Using the lines below, work out the count of those that hold "durability". Give the number only.
-- Opening Marker --
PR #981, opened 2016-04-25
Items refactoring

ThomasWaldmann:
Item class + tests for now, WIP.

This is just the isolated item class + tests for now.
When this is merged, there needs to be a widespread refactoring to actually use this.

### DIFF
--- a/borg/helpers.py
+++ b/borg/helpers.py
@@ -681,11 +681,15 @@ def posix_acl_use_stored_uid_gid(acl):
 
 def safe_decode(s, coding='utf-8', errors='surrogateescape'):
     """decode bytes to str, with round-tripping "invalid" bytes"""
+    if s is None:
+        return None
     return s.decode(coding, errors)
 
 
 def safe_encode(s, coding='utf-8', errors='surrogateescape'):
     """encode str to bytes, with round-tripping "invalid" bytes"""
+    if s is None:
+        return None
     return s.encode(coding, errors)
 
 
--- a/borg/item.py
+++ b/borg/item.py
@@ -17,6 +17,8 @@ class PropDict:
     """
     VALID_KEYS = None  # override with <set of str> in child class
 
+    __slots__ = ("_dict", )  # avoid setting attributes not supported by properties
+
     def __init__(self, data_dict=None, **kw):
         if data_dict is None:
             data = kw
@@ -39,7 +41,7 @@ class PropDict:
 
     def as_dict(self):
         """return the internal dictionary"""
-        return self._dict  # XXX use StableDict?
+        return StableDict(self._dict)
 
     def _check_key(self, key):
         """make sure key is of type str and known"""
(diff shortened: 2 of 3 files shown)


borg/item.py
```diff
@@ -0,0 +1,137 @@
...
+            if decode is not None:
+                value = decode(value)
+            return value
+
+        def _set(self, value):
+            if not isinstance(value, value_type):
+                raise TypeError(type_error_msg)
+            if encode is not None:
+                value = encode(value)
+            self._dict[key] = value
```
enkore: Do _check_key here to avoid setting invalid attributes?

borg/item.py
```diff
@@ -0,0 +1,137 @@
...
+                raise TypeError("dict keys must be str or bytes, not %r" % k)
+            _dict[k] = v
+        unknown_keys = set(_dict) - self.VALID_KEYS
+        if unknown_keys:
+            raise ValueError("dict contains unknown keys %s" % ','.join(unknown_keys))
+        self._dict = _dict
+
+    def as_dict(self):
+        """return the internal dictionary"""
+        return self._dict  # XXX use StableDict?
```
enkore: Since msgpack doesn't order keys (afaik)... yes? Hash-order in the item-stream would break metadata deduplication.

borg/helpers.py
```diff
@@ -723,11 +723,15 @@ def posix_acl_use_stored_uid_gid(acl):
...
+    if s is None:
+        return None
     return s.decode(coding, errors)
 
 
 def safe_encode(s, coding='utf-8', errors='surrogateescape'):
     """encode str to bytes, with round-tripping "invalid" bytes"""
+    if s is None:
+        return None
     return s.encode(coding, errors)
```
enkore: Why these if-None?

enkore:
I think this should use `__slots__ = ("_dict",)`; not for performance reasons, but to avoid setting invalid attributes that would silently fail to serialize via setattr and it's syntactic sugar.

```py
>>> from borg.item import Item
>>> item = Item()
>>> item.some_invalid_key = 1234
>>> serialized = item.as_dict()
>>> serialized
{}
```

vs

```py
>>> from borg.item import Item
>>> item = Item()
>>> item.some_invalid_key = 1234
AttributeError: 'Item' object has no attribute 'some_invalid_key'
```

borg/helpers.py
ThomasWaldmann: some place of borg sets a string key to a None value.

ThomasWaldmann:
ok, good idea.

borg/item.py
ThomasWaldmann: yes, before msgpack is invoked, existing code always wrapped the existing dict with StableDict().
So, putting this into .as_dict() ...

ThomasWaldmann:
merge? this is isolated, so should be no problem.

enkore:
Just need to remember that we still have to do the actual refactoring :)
-- Closing Marker --
-- Opening Marker --
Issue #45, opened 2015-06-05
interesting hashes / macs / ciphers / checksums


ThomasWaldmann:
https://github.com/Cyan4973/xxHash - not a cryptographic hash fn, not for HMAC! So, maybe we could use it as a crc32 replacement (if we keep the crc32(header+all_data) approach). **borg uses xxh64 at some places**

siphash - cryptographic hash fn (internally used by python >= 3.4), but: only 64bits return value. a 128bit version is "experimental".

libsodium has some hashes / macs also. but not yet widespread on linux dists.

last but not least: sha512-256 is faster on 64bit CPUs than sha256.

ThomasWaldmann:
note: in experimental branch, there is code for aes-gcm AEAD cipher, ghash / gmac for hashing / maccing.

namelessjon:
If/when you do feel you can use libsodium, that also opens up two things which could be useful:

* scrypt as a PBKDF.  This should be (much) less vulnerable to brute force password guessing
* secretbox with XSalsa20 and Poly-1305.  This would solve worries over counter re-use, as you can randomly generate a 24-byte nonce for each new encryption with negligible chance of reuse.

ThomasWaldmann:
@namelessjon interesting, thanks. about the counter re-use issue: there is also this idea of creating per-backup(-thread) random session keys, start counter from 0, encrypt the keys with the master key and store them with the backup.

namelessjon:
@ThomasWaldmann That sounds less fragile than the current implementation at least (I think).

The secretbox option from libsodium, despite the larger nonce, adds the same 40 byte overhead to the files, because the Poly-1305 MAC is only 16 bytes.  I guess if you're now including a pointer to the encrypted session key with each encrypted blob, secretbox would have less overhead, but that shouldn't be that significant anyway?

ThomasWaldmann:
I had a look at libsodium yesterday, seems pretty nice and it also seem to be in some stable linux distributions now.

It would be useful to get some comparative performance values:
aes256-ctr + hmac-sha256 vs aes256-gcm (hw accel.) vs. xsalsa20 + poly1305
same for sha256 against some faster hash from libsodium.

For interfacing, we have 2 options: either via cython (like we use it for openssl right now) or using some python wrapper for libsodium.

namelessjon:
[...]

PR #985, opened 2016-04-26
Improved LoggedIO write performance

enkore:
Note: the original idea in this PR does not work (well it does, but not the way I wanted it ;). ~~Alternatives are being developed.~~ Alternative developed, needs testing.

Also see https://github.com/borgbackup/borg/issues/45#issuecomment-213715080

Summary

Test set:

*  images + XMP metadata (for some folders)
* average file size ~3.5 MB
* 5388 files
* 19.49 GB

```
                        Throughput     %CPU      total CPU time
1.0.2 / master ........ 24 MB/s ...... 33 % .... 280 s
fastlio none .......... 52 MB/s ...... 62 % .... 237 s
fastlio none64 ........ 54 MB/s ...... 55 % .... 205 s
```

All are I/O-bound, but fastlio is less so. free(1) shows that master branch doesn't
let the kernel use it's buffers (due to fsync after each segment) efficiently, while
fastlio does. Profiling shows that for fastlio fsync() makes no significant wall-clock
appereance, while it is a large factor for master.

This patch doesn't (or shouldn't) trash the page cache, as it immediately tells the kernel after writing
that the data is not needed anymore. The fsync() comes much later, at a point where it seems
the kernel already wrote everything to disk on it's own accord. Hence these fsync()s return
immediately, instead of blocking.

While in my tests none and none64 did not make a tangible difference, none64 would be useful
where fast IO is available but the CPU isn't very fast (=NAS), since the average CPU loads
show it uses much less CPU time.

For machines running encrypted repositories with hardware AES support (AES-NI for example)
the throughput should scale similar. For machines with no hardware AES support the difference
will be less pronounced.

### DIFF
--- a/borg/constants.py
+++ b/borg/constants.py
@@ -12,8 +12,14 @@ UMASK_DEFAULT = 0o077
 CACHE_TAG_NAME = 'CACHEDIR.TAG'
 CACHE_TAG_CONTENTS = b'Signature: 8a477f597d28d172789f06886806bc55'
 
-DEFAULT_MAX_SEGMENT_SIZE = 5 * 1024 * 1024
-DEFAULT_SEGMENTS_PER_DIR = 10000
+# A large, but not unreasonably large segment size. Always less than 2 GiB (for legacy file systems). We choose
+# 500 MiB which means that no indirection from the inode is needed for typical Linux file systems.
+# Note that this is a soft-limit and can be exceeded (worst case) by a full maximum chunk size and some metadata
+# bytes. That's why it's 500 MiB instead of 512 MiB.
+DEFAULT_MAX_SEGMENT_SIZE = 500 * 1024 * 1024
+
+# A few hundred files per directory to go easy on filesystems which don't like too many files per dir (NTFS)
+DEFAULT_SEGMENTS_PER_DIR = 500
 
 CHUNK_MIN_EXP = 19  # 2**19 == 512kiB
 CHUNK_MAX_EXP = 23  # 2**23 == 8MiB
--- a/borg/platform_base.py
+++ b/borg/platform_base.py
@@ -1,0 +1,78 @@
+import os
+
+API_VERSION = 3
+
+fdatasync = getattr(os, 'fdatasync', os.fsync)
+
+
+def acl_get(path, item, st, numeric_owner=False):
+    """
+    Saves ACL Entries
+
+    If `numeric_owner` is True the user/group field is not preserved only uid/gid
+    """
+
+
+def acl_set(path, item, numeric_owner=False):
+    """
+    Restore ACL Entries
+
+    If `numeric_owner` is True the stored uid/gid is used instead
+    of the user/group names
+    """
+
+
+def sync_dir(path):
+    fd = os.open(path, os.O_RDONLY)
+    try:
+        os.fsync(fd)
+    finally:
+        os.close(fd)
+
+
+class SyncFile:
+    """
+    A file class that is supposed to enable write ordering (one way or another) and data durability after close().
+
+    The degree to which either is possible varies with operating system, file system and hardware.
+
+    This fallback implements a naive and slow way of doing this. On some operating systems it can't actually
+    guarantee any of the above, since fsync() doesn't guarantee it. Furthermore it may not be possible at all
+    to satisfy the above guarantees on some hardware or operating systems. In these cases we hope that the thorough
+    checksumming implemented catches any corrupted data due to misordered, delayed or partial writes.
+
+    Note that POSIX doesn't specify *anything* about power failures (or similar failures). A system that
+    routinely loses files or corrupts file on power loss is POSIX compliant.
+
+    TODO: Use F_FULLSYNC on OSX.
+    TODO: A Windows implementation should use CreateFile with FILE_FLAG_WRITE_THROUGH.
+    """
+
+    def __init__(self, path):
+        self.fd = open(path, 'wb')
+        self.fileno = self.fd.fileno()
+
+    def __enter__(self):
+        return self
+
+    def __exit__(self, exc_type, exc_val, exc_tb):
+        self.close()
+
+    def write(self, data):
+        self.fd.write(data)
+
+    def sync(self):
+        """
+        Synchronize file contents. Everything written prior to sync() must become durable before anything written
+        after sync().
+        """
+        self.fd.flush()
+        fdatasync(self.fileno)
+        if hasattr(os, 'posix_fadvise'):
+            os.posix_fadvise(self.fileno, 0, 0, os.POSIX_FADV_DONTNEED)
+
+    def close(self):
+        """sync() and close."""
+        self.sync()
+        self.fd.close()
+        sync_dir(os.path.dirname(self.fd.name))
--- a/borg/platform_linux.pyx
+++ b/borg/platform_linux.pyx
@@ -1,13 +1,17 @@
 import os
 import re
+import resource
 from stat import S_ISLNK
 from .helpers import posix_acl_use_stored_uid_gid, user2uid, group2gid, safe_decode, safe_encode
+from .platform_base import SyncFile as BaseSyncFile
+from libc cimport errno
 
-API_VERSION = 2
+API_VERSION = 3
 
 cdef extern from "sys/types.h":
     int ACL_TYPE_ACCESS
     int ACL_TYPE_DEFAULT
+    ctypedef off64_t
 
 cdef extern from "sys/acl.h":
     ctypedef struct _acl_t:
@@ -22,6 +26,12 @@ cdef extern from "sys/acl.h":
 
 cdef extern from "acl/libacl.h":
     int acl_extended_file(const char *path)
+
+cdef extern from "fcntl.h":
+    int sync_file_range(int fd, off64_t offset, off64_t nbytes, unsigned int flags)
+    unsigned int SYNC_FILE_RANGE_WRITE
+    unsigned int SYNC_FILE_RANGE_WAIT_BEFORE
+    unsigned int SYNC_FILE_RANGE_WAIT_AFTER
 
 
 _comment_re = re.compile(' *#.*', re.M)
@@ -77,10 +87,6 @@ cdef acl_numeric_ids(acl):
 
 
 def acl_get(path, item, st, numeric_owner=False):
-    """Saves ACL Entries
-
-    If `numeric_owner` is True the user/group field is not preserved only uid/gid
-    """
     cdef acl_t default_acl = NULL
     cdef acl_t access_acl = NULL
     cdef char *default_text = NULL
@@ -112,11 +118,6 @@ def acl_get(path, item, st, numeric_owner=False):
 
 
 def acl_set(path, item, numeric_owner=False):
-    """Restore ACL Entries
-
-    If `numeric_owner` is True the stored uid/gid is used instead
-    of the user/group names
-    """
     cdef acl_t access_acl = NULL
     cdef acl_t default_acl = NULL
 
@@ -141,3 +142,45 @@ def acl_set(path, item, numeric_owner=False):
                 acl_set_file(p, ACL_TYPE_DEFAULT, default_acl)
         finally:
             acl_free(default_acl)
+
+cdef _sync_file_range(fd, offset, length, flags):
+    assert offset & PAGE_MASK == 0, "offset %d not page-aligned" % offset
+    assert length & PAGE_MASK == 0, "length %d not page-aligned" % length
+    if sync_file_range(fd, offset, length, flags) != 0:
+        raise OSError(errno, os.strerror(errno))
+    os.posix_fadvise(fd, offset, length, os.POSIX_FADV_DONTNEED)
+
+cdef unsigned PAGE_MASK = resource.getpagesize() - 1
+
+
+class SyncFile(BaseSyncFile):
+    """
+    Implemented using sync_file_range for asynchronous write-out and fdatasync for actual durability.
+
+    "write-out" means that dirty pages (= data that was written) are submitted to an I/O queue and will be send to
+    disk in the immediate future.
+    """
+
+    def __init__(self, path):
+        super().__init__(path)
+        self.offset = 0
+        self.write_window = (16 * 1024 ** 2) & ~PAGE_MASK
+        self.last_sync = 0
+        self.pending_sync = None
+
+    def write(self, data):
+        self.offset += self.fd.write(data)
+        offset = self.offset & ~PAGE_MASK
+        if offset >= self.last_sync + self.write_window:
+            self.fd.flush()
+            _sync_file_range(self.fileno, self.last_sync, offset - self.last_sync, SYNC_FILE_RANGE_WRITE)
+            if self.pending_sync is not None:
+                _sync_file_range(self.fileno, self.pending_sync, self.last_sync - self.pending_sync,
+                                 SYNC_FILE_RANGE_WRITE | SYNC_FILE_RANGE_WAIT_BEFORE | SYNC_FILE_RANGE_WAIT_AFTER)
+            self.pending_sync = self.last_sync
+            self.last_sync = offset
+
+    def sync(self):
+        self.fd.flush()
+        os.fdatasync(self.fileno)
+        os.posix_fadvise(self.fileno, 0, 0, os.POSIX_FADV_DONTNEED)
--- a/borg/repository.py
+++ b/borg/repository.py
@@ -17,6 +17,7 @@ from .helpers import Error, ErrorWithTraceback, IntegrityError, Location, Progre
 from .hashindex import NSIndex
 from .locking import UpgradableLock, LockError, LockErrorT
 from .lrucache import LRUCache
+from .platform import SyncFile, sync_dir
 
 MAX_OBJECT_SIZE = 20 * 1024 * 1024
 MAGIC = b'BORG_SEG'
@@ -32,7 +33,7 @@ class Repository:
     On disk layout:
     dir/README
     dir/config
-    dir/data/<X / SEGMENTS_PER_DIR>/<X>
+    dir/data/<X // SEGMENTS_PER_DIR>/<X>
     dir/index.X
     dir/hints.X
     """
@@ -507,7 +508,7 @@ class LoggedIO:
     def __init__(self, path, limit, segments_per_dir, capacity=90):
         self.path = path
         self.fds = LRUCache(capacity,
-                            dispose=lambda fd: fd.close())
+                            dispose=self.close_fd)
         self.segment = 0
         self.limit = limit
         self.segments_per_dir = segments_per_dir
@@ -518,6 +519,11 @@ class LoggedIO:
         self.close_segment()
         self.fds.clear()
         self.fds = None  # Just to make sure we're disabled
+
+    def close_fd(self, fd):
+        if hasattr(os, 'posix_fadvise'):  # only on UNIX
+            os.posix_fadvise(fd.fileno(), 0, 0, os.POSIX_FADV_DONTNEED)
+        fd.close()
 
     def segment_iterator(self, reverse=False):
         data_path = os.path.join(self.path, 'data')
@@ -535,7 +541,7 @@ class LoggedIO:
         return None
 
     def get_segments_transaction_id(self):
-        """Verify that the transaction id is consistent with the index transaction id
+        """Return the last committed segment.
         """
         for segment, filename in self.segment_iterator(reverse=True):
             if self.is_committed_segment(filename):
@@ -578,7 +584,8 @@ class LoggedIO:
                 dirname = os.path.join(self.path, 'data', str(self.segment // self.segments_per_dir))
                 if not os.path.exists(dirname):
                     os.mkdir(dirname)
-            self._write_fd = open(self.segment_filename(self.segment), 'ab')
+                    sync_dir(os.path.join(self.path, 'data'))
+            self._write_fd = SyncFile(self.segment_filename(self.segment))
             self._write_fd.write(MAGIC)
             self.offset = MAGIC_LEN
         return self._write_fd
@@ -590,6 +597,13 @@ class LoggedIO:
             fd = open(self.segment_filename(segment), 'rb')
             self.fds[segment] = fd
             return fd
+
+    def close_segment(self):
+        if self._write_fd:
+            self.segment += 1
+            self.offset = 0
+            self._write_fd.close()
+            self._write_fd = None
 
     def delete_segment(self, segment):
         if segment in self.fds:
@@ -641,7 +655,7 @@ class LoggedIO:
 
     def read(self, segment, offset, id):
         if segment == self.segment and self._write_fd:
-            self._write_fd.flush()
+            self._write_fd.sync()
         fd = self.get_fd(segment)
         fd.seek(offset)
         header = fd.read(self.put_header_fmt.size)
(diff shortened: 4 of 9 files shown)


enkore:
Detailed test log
-- Closing Marker --
* _Solution to the problem_
2